In the records below, find every line that contains "before" and list it.
Start of RECORDS TO USE
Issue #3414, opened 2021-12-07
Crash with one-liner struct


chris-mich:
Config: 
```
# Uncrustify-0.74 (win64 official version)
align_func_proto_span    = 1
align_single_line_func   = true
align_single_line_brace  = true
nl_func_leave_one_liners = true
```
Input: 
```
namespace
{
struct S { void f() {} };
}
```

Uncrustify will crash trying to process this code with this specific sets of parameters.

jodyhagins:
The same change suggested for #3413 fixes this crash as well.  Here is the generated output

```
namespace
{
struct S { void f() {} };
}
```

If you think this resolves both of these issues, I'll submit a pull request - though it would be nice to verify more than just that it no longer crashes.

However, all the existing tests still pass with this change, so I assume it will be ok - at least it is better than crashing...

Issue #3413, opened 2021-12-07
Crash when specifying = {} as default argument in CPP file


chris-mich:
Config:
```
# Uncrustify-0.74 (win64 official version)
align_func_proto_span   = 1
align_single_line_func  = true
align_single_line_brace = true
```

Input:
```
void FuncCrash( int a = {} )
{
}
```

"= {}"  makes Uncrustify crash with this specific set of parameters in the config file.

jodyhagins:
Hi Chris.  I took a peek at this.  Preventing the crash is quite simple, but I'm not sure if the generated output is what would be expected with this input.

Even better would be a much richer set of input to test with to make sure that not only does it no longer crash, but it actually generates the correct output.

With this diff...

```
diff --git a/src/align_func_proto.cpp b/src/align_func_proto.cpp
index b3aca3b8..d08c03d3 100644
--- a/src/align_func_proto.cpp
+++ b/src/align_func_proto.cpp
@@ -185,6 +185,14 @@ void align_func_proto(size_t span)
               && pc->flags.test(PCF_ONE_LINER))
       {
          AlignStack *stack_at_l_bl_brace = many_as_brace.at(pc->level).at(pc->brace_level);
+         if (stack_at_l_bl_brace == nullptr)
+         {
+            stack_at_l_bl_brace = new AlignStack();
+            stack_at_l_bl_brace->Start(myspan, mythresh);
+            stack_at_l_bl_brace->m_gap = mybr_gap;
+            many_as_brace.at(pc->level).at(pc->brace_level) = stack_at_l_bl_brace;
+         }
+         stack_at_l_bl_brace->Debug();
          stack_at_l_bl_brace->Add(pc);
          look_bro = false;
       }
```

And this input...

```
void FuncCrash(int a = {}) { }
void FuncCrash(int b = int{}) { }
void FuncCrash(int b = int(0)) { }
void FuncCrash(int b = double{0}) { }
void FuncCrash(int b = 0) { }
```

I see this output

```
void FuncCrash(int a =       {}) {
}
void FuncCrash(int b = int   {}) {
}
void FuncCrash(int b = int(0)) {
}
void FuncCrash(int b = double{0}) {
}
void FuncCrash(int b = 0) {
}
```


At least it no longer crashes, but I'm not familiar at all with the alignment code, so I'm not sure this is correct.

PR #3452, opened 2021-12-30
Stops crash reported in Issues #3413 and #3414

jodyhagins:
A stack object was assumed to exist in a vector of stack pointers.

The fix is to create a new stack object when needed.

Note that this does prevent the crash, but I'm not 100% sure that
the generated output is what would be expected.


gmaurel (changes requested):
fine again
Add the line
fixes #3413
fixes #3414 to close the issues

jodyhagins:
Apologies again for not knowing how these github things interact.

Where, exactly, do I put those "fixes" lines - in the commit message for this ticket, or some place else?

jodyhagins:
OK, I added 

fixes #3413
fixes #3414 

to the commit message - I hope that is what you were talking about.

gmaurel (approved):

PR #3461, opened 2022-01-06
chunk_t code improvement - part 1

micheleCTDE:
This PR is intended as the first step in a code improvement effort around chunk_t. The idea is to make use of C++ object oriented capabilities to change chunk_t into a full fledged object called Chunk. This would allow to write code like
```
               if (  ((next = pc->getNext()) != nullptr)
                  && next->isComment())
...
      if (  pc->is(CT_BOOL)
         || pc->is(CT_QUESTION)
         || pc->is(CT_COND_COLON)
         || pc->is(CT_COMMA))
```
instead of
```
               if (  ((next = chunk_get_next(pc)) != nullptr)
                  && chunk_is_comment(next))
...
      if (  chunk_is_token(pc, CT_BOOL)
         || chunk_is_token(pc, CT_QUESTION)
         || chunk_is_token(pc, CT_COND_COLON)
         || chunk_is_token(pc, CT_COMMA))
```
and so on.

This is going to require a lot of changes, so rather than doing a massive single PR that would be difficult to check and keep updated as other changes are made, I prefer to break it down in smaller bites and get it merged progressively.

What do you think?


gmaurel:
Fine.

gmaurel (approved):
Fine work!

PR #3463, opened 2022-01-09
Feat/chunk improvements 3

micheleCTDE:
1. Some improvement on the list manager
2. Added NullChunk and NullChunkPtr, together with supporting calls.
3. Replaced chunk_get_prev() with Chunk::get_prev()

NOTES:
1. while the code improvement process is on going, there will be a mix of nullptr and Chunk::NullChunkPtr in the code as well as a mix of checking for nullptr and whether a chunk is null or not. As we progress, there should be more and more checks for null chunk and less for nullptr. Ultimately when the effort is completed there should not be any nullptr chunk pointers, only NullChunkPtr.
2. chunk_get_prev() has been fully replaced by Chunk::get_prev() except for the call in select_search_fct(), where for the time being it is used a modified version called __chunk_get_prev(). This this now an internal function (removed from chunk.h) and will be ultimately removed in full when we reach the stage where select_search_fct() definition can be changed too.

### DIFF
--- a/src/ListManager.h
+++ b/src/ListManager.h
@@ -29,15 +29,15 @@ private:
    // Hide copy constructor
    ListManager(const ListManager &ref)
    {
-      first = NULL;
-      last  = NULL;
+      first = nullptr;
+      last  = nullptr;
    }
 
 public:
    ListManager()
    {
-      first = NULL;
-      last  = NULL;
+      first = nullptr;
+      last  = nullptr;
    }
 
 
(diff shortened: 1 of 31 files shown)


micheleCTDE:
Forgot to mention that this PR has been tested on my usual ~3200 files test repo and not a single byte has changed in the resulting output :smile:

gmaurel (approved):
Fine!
End of RECORDS TO USE
Start of RECORDS TO USE
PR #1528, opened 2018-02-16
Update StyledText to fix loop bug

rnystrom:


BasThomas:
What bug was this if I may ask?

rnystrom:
End of RECORDS TO USE
Start of RECORDS TO USE
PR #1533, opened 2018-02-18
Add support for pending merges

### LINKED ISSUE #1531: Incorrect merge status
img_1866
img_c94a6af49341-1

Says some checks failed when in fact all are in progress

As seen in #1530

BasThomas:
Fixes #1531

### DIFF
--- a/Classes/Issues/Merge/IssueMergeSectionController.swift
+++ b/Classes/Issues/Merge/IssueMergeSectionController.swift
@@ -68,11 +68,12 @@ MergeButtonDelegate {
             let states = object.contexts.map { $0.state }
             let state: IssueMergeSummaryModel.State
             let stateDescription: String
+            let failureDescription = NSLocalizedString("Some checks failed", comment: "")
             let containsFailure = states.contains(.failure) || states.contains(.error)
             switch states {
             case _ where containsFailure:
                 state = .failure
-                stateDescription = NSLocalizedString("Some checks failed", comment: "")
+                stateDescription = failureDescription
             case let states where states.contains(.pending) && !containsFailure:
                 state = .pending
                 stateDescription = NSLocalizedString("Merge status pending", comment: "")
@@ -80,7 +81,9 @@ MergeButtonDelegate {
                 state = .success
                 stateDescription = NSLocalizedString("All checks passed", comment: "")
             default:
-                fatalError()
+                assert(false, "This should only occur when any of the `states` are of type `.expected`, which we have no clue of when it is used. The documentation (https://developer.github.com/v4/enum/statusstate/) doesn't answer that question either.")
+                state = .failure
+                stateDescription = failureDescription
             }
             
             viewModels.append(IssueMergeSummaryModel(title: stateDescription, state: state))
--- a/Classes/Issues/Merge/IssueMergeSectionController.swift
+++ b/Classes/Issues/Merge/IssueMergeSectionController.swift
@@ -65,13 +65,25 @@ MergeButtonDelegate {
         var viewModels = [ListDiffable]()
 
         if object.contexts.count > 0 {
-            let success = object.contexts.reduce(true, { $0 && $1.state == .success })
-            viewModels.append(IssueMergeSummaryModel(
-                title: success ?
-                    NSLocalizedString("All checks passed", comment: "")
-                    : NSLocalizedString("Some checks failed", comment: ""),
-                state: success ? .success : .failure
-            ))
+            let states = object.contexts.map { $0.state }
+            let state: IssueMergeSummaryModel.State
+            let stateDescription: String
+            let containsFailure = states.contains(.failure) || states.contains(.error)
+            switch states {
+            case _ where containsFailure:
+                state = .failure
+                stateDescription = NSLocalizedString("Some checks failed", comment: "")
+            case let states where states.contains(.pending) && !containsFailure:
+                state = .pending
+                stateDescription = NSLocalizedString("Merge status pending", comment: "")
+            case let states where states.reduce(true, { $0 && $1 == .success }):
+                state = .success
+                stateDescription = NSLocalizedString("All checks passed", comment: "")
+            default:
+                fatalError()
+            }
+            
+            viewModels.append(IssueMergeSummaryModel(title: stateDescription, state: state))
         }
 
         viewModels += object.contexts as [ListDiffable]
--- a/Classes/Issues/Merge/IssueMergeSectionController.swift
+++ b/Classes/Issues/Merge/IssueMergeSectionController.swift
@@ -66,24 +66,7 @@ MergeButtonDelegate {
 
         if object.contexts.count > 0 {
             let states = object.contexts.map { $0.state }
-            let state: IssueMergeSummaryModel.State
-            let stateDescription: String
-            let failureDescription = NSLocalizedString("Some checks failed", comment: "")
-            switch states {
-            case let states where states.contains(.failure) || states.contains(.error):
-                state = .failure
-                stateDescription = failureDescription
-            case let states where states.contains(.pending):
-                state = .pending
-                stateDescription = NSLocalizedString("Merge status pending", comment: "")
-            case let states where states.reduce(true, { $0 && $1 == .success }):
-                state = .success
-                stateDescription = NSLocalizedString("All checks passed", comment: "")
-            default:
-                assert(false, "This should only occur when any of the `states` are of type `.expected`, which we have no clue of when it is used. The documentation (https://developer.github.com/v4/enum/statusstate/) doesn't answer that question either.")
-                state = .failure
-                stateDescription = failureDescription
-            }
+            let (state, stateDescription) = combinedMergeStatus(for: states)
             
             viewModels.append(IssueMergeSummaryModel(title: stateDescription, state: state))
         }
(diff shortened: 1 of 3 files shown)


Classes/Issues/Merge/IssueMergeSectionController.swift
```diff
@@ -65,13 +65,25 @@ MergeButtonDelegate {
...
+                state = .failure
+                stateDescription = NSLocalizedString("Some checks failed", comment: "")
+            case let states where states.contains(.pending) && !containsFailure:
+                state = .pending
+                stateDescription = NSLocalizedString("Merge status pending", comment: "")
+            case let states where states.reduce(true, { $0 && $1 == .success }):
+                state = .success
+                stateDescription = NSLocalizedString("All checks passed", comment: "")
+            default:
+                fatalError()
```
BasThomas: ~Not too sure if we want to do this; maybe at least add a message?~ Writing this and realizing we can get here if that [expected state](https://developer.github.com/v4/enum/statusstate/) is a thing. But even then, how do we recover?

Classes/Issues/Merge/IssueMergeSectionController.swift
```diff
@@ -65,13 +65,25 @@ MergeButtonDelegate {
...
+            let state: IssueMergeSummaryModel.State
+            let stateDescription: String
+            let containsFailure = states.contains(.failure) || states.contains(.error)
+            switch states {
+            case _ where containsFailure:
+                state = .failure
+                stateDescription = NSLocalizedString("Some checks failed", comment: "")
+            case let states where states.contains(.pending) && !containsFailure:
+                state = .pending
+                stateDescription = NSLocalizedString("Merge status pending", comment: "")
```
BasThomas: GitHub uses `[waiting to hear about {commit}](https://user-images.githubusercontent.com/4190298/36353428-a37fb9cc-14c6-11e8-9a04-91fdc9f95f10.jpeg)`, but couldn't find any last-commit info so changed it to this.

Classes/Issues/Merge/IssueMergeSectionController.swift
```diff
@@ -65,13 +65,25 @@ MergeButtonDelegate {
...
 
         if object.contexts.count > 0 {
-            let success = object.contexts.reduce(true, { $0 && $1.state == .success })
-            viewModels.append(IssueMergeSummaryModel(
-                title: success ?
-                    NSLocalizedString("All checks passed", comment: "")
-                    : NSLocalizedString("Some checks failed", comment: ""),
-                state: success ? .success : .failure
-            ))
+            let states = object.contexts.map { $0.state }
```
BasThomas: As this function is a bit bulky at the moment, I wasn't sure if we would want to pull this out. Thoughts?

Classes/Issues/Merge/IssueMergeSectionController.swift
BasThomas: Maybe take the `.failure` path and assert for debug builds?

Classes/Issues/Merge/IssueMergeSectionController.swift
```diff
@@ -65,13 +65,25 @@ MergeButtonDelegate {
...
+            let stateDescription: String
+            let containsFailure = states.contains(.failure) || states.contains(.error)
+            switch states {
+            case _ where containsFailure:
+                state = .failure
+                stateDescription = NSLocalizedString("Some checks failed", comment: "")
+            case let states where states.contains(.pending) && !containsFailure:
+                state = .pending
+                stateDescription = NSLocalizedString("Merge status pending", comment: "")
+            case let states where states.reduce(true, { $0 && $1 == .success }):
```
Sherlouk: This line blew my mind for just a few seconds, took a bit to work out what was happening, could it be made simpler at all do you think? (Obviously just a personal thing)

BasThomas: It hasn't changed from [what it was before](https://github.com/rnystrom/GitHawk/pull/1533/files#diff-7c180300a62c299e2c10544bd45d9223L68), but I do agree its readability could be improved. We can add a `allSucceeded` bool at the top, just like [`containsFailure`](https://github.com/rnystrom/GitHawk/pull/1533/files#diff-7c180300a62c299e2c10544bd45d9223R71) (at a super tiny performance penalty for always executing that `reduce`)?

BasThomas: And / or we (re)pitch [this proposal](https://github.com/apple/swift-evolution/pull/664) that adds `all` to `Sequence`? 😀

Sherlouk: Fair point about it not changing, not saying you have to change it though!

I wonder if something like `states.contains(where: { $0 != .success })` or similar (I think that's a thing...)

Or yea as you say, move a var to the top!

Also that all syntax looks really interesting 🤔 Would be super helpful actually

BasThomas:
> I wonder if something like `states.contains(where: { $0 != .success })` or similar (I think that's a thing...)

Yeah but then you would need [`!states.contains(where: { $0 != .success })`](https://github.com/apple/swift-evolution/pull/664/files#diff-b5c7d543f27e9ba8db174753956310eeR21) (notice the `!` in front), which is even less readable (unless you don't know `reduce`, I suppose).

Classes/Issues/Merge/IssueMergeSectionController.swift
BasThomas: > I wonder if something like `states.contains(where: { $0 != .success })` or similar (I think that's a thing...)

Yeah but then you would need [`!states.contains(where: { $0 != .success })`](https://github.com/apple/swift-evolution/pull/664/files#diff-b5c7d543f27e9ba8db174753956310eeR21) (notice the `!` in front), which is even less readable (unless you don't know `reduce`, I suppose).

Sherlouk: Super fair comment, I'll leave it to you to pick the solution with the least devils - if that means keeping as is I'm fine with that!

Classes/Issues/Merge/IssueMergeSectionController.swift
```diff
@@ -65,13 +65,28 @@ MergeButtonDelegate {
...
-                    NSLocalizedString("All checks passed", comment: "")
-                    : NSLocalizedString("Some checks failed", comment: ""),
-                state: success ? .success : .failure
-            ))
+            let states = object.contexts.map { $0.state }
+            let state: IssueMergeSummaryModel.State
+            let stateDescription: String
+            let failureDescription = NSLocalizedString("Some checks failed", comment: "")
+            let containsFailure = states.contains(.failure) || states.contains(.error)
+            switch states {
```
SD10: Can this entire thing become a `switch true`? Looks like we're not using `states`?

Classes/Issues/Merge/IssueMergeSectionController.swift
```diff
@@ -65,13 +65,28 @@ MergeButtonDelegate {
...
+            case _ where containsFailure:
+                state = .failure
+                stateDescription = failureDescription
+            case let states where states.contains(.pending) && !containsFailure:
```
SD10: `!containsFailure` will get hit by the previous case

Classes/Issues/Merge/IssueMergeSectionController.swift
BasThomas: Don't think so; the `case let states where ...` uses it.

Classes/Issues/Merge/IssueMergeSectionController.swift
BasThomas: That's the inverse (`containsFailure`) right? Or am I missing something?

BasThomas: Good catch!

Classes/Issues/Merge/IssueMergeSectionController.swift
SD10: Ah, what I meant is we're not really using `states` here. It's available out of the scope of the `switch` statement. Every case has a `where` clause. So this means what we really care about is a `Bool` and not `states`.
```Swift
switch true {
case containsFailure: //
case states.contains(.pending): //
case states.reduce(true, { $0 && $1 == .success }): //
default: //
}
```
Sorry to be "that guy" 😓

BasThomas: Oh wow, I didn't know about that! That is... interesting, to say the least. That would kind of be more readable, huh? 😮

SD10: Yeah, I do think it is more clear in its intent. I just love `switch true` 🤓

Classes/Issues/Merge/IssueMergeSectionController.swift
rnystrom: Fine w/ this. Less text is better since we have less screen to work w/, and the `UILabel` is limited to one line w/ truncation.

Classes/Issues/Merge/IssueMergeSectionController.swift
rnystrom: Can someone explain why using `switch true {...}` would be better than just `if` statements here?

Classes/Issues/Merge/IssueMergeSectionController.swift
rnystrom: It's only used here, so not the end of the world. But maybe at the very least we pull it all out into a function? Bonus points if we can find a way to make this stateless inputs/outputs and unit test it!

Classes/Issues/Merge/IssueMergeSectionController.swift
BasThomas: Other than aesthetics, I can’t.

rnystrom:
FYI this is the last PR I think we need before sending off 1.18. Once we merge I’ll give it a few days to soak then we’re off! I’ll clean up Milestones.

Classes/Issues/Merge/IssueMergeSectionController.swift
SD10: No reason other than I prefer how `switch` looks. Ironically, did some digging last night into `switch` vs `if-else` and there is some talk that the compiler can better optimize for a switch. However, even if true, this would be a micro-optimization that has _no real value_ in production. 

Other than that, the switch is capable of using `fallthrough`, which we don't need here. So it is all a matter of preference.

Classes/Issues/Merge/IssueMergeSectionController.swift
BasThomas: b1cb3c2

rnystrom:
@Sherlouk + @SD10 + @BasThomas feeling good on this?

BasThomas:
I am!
End of RECORDS TO USE
**OUTPUT FOR THIS TASK**
BasThomas: It hasn't changed from [what it was before](https://github.com/rnystrom/GitHawk/pull/1533/files#diff-7c180300a62c299e2c10544bd45d9223L68), but I do agree its readability could be improved. We can add a `allSucceeded` bool at the top, just like [`containsFailure`](https://github.com/rnystrom/GitHawk/pull/1533/files#diff-7c180300a62c299e2c10544bd45d9223R71) (at a super tiny performance penalty for always executing that `reduce`)?
FYI this is the last PR I think we need before sending off 1.18. Once we merge I’ll give it a few days to soak then we’re off! I’ll clean up Milestones.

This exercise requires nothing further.